** Dataset excerpts **
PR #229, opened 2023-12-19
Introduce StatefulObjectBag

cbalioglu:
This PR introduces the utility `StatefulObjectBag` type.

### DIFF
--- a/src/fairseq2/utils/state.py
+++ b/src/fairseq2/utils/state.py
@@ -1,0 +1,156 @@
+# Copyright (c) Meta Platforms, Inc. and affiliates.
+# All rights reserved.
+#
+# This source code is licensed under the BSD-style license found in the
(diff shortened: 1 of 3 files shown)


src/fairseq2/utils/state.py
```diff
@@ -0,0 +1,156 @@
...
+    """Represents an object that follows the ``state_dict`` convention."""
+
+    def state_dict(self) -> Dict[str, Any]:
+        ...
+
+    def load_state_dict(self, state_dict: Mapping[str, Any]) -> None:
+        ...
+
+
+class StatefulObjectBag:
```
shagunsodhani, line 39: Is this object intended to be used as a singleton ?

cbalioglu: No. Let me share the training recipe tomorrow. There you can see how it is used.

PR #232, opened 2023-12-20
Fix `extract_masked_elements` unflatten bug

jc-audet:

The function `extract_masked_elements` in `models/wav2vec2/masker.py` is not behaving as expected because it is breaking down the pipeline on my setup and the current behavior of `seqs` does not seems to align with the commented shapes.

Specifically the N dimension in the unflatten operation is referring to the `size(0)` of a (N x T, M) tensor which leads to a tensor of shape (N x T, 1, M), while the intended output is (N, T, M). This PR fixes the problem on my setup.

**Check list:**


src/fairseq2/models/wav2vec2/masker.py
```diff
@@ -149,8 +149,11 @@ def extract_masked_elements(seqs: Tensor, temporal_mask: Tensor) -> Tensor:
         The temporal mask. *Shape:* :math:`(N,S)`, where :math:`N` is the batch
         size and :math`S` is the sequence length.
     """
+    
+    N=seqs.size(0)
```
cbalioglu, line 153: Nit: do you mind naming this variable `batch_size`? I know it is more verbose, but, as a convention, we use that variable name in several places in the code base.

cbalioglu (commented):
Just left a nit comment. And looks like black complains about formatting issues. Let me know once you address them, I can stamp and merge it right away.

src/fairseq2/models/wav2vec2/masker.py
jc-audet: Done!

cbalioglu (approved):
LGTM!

** Work instructions **
Every line in the listing above that mentions "utils" should be returned.

** Reply **
--- a/src/fairseq2/utils/state.py
+++ b/src/fairseq2/utils/state.py
src/fairseq2/utils/state.py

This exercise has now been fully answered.